Последнее замечание Шопенгауэра сразу вызывает ассоциацию с образом Богородицы, держащей мертвое тело Христа. Впрочем, сам философ, развивая свою концепцию сострадания в трактате «Две основные проблемы этики», предпочитает вспоминать индийские веды – в них сострадание толкуется как проявление глубинной родственности всех людей:
«„Моя истинная, внутренняя сущность существует в каждом живущем столь же непосредственно, как она в моем самосознании сказывается лишь мне самому“. – Именно это убеждение, для которого в санскрите имеется постоянное выражение в формуле tat twam asi, т. н. „это ты“, – именно оно выступает в виде сострадания, так что на нем основана всякая подлинная, т. н. бескорыстная добродетель, и его реальным выражением служит всякое доброе дело. Именно к этому убеждению обращается в последнем счете всякая апелляция к милосердию, человеколюбию, к снисхождению: ибо такая апелляция есть напоминание о том соображении, что мы все составляем одну и ту же сущность»[73].
Христианские богословы упрекают трактовку сострадания у Шопенгауэра в рассудочности, в том, что ему, как индийским мыслителям и древним грекам, неведомо истинное сочувствующее сострадание.
По мнению философа Юрия Владимировича Пущаева, в христианстве «сострадание поменяло знак», что проявилось в молитвенном призывании «Кирие элейсон»:
«С греческого оно переводится как „Господи, помилуй“: Κύριε ἐλέησον. Так по-гречески и звучит эта самая короткая и в то же время очень емкая молитва.
Второе слово в этом обращении к Богу – древнегреческий глагол ἐλεέω (eleeō), который означает „иметь сострадание“, „сочувствовать“, „жалеть“.
Однокоренное с ним слово – существительное ὁ ἔλεος (eleos), которое означает „сострадание“, „сочувствие“, „жалость“.
Для Аристотеля, или Сенеки, или Цицерона сострадание было страстью, в принципе такой же, как, например, гнев, а любая страсть по их представлениям искажает разум и препятствует правильному восприятию действительности. ‹…›
Кроме того, сострадание часто противоречит справедливости, а в общественных отношениях, как считали древние философы, только справедливость и можно брать в качестве исходного принципа. Милосердие же, если оно вступает с ним в противоречие, следует отбрасывать. Действительно, Аристотель, например, считал, что некоторые люди рабы „по природе“, и поэтому держать их в рабстве справедливо и законно. Какое уж тут тогда милосердие или сострадание к этим несчастным? ‹…›
Мне представляется, что в этом вопросе очень ярко видно отличие христианства как от античности и ее духа, так и от множества различных философских систем. Ведь в христианстве, напротив, милосердие стоит выше справедливости. Как говорит в своем Послании брат Господень апостол Иаков, „суд без милости не оказавшему милости ἔλεος. Милость торжествует над судом“ (Иак. 2:13)»[74].

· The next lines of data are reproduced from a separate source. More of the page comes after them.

PR #1346, opened 2023-06-07
Add instructions for building ARM64 artifacts to RELEASING.md

vkleen:
Since we don't have an ARM64 GitHub Actions runner handy, this PR adds some instructions for manually building ARM64 release artifacts to `RELEASING.md`.

### DIFF
--- a/RELEASING.md
+++ b/RELEASING.md
@@ -81,12 +81,23 @@ crates and dependent repositories (such as the website) in a consistent state.
 
 ### Release on GitHub
 
-1. Do the [release on
+1. Build a Docker image and a static binary for ARM64 manually, using
+
+   ```console
+   nix build --out-link nickel-arm64-docker-image.tar.gz .#packages.aarch64-linux.dockerImage
+   nix build --out-link nickel-arm64-linux .#packages.aarch64-linux.dockerImage
+   ```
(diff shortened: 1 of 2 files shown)


RELEASING.md
```diff
@@ -81,12 +81,23 @@ crates and dependent repositories (such as the website) in a consistent state.
...
 
-1. Do the [release on
+1. Build a Docker image and a static binary for ARM64 manually, using
+
+   ```console
+   nix build --out-link nickel-arm64-docker-image.tar.gz .#packages.aarch64-linux.dockerImage
+   nix build --out-link nickel-arm64-linux .#packages.aarch64-linux.dockerImage
+   ```
+
+   on an ARM64 Linux machine.
```
yannham, line 91: Nitpick: I don't know if it's the right suggestion, but it felt a bit dry to have this new very specific step without much context (why ARM64 only?), although it's explained later.

```suggestion
   on an ARM64 Linux machine (x86_64 assets are automatically handled by a workflow, see 3).
```

yannham (approved):

RELEASING.md
vkleen: I like this suggestion 👍

PR #1347, opened 2023-06-07
Upload docker image to GHCR in release workflow

YorikSar:
Also add labels recognised by GHCR to the image.


YorikSar:
@yannham @vkleen I couldn't make it work while running from a branch, I'm getting `denied: installation not allowed to Write organization package` error (latest one [here](https://github.com/tweag/nickel/actions/runs/5355624784/jobs/9714126496)). I'm out of ideas now, the only one that I would like to try is running this from `master` branch that might affect these permissions. If you're comfortable with this, we could merge this and trigger it from the `master` to see if it works, if it does not, we can revert the part that builds and pushes the image later.

YorikSar:
I think I've tried this already. Let me try it again...

YorikSar:
@yannham Oh, wow. I feed stupid now. I was sure I tried that one already. Now it worked fine! https://github.com/tweag/nickel/pkgs/container/nickel has 1.0.0 now :)
The static build failed here https://github.com/tweag/nickel/actions/runs/5356809612/jobs/9716798931 because 1.0.0 doesn't have necessary output, but that's expected.

YorikSar:
Posted a PR with update to docs: https://github.com/tweag/nickel-lang.org/pull/497, rendered: https://6495aa2ce15b4e3e7be55bc1--nickel-lang.netlify.app/getting-started#build-using-docker

yannham (approved):
LGTM. Thanks!

PR #1351, opened 2023-06-09
Move the CLI into its own crate

vkleen:
Move the Nickel CLI into its own crate `nickel-lang-cli`. This will make it easier to integrate external tools such as [Topiary](https://github.com/tweag/topiary/) without incurring a ton of dependencies in the `nickel-lang` crate.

Вряд ли случайно в трауре по Вакулинчуку некоторые кадры напоминают по композиции русскую иконопись, в других узнаются фигуры с фрески Джотто в Капелле Скровеньи. Сергей Михайлович должен был с детства знать постулаты христианства о милосердии и справедливости. Его послереволюционный антиклерикализм не мог вытеснить из памяти ни уроков Закона Божия в Рижском реальном училище, ни юношеской «экстатической религиозности», в которой он признается в мемуарах.

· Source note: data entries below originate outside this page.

PR #1358, opened 2023-06-13
Encode more pre-conditions of stdlib functions as additional contracts

### LINKED ISSUE #1354: Function error messages are unhelpful
- The failures are reported from nickel std internals
- There is no stack trace to figure out the full context that led to a failure

Here are some examples from the Nickel repl, but the issue is the same when evaluating nickel code from a file:

```
nickel> std.array.last []
error: elem_at expects its second argument to be a positive integer smaller than 18446744073709551615, got -1
   ┌─ <stdlib/std.ncl>:83:22
   │
83 │       = fun array => %elem_at% array (%length% array - 1),
   │                      ^^^^^^^^^^^^^^^^^^^^^^^^^^^^^^^^^^^^ here

```

```
nickel> std.array.drop_first []
error: array_slice: index out of bounds. Expected `start <= end <= 0`, but got `start=1` and `end=0`.
   ┌─ <stdlib/std.ncl>:97:22
   │
97 │       = fun array => %array_slice% 1 (%length% array) array,
   │                      ^^^^^^^^^^^^^^^^^^^^^^^^^^^^^^^^^^^^^^ here
```

```
nickel> std.array.at 1 []
error: elem_at: index out of bounds. Expected an index between 0 and 0, got 1
    ┌─ <stdlib/std.ncl>:154:20
    │
154 │       = fun n l => %elem_at% l n,
    │                    ^^^^^^^^^^^^^ here
```

yannham:
Fixes #1354. WIP

## Context

This pull request tries to fix a current defect of the stdlib functions wrapping primitive operations. We could expect those functions to encode all the required pre-conditions using contracts, for example that the argument of `std.array.first` is not only an array, but a non empty one.

However, that would make them hard to use inside statically typed code. For example, if we change the type of `first` from `forall a. Array a -> a` to `forall a. NonEmptyArray a -> a`, now arguments must have an opaque type that the typechecker doesn't understand. Meaning that each call site would need to explicitly convert the argument to `NonEmptyArray` using a contract check, which is both verbose and more costly.

Instead, we chose to have a static type annotation that is a bit less restrictive, but which is understood properly by the typechecker. If you think about it, the same dilemma happens for other statically typed language: Haskell or OCaml could have made their version of `first` such that it takes a custom type as an argument (a smart constructor). They chose not to, because that would make for a lot of wrapping and unwrapping, as well as more runtime checks. Instead, `first` has the same type as in Nickel and raise an exception at runtime if the argument is empty.

## Issue

As mentioned in #1354, the issue is that error messages for e.g. passing an empty array to `first` are really bad, because they don't have any relation to the call site of `first`. They merely point to inside the definition of `first`. Indeed, those are bare-bone dynamic type error from the corresponding Nickel primitive operation, and they don't carry much context.

## Idea

The idea developed in this PR is to add additional contract annotations which only check for those additional pre-conditions that aren't already enforced by the static type annotation (if any). For example, `first` is now:

```nickel
    first
      : forall a. Array a -> a
      | NonEmpty -> Dyn
```

The trick is that, in presence of multiple annotations, the typechecker has to select one to use for the static typechecking phase. The choice is to take the static type annotation in priority, if there's any, or to take the first contract annotation. Thus, with respect to static type checking, the new added annotation `NonEmpty -> Dyn` _doesn't change anything_, for both `first` and the consumers of `first`.

However, this contract annotation will fire at runtime, providing way better error messages (as well as better localized).

## Limits

One pain point of the current PR is that we had to define non trivial dependent function contracts (when the contract for one argument depends on the _value_ of another argument). It's not optimal, but still relatively fine as far as error reporting is concerned. It's just not easily re-usable for user-defined functions in a stable way. I think this mandate a proposal for a built-in syntax for dependent function contracts, but it's a separate matter. For now, we've put all those new ad-hoc depending function contracts and their specialized version into `contract.unstable`, with warning everywhere in the doc that those are just a tool for error reporting but aren't a stable part of the stdlib API.

## TODO

- [x] more generic dependent function contract
- [x] apply the dependent function contract to more stdlib functions
- [x] customize error messages for dependent function contracts
- [x] document somewhere our approach of static type + "differential" contract


stdlib/std.ncl
```diff
@@ -2284,7 +2559,8 @@
       = from,
 
     from_enum
-      | std.enum.Tag -> String
+      | forall a. [|; a |] -> String
```
silverraven691, line 2562: Was this meant to be the type rather than a contract?

stdlib/std.ncl
```diff
@@ -1103,6 +1130,254 @@
         "%
       = fun contract label value =>
         %assume% contract (%label_push_diag% label) value,
+
+    unstable
+      | doc m%"
+          The unstable module gathers contracts that are used right now in the
+          standard library to check additiona pre-condition, but aren't yet
```
silverraven691, line 1137:
```suggestion
          standard library to check additional pre-condition, but aren't yet
```

stdlib/std.ncl
```diff
@@ -2326,7 +2603,8 @@
       = fun s => %num_from_str% s,
 
     to_bool
-      | BoolLiteral -> Bool
+      | String -> Bool
```
silverraven691, line 2606: Same here, was this meant to be a type instead of a contract?

tests/snapshot/snapshots/snapshot__error_stderr_array_at_empty_array.ncl.snap
```diff
@@ -0,0 +1,29 @@
+---
+source: tests/snapshot/main.rs
+expression: err
+---
+error: contract broken by the caller of `at`: invalid array indexing
+    ┌─ <stdlib/std.ncl>:162:9
+    │
+162 │       | std.contract.unstable.IndexedArrayFun
+    │         ------------------------------------- expected type
+    │
```
silverraven691, line 10: This block is given a lot of importance visually in my opinion, but the information I get from it is kind of not terribly helpful because I don't know what `std.contract.unstable.IndexedArrayFun` is or means. The blame message shown ("Can't index into an empty array") is very helpful but my eyes don't jump to it immediately. Maybe it looks different with colors.
Either way, this isn't a blocker, this is a good improvement already.

stdlib/std.ncl
yannham: It looks like it, but it's not. Ideally that would be the case but the implementation is using `from` (which is just a wrapper around `%to_str%`), which has a type that is too generic. However, it has the same effect as being a type annotation for consumers of the function, because when several annotations are present, the first one is selected as the "official" type.

You can see it as a simpler/more efficient way of writing something like:

```nickel
from_enum
      : forall a. [|; a |] -> String
      | std.enum.Tag -> Dyn
      | doc m%"
        Converts an enum variant to its string representation.

        # Examples

        ```nickel
        std.string.from_enum 'MyEnum
          => "MyEnum"
        ```
      "%
      = from | forall b. [|; b|] -> String,
```

But maybe it's confusing, when you read the interface of the function...

stdlib/std.ncl
```diff
@@ -2312,7 +2588,8 @@
       = from,
 
     to_number
-      | NumberLiteral -> Number
+      | String -> Number
```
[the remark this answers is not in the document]
yannham: This one is a genuine overlook, though, thanks!

stdlib/std.ncl
yannham: This one as well, yes.

tests/snapshot/snapshots/snapshot__error_stderr_array_at_empty_array.ncl.snap
yannham: One solution would be to set the "Can't index into an empty array" at the top with the main label ("invalid array index"), although in general I try to keep the main label more generic and the notes more specific. But I agree with you.

I don't have a great solution right now on the top of my head: underlining the failing contract is very useful in most cases, and it's a generic process (it's not controlled by the contract implementation). I wanted to open an issue to have a dedicated syntax for dependent function contracts; maybe in that case, we wouldn't have those kind of "opaque" contracts anymore, and the underlining would be more useful. You can imagine something like:

```
Number ->dep contract.IndexedArray -> Dyn
```

with `contract.IndexedArray` being underlined.

stdlib/std.ncl
```diff
@@ -30,6 +30,20 @@
 #
 # On the other hand, the `std` module in the environment is properly typed, as
 # the typed interface is elaborated upfront.
+#
+# ## Both a type annotation and a contract annotation
+#
+# [^type-and-contract]: Some functions have both a static type annotation and
+# additional contract. The additional contract annotation is ignored by
```
vkleen, line 37:
```suggestion
# an additional contract. The additional contract annotation is ignored by
```

stdlib/std.ncl
```diff
@@ -1103,6 +1130,254 @@
...
+            "%
+          =
+            # capture the `contract.label` module to avoid name collisions with
+            # local contract argument `label`
+            let label_module = label in
+            let attach_message = label_module.with_message "invalid range" in
+
+            fun Codomain =>
+              let RangeSecond = fun start label value =>
+                if %typeof% start == 'Number && %typeof% value == 'Number then
```
vkleen, line 1228: Do we need this check if we're relying on an additional static type annotation anyway?

stdlib/std.ncl
```diff
@@ -1103,6 +1130,254 @@
...
+              passes.
+            "%
+          =
+            # capture the `contract.label` module to avoid name collisions with
+            # local contract argument `label`
+            let label_module = label in
+            let attach_message = label_module.with_message "invalid array indexing" in
+
+            let ArrayIndexFirst = fun label value =>
+              if %typeof% value == 'Number then
```
vkleen, line 1269: Same question here, do we need this `typeof` check?

stdlib/std.ncl
```diff
@@ -1103,6 +1130,254 @@
...
+                  |> attach_message
+                  |> label_module.append_note "Expected array index to be a positive integer, got %{%to_str% value} "
+                in
+                std.contract.apply std.number.Nat label value
+              else
+                value
+            in
+
+            let ArrayIndexSecond = fun min_size label value =>
+              if %typeof% min_size == 'Number && %typeof% value == 'Array then
```
vkleen, line 1281: Here as well, do we need the `typeof` check?

vkleen (approved):

stdlib/std.ncl
yannham: Yes, because of the way function contracts work, the order of checks for the arguments are actually reversed:

```nickel
foo
  | Domain1 -> Codomain1
  | Domain2 -> Codomain2
```

which will be elaborated as (more or less)

```
let first_app = fun x =>
  Codomain1 (f (Domain1 x))
in
first_app | Domain2 -> Codomain2

===>

fun x =>
  Codomain2 (first_app (Domain2 x))
```

So, the contracts are applied in that order, because the second function contract is the outer one:

- `Domain2` to `x`
- `Domain1` to `x`
- `Codomain1` to `f x`
- `Codomain2` to `f x`

So, when the new additional contracts are being applied, the static type annotation hasn't kicked in yet. This was observed in practice as well during testing. The additional contract thus have to yield the control flow to the other one, without failing, and without performing any operation that could cause another primop error (like trying to compare a number and a string).

vkleen: Oh, I see. Thanks for explaining. This might be subtle enough to deserve an explanation somewhere canonical, maybe the manual.

yannham: Do you mean about applying several function contract in general, or about the "differential approach" specifically?

vkleen: It's about the evaluation order of several function contracts applied to a field. That has implications about this differential approach, namely what can be relied on by which contract, but I feel it's a more general point to make.

yannham: Ok. I'll proceed with this PR but open a corresponding issue.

Впрочем, сочувствующим состраданием отмечено и светское искусство России, наследником которого Эйзенштейн ощущал себя вовсе не только по чисто формальным эстетическим признакам типа «ослабленной» фабулы. Достаточно вспомнить, как в книге «Монтаж» он пишет о казни Кочубея в «Полтаве» или смерти Евгения в «Медном всаднике» Пушкина, как в «Методе» сопоставляет с князем Мышкиным Достоевского своего «жалкого и взывающего к жалости» князя Владимира Старицкого, чтобы понять глубину его причастности и к этой линии русской культуры.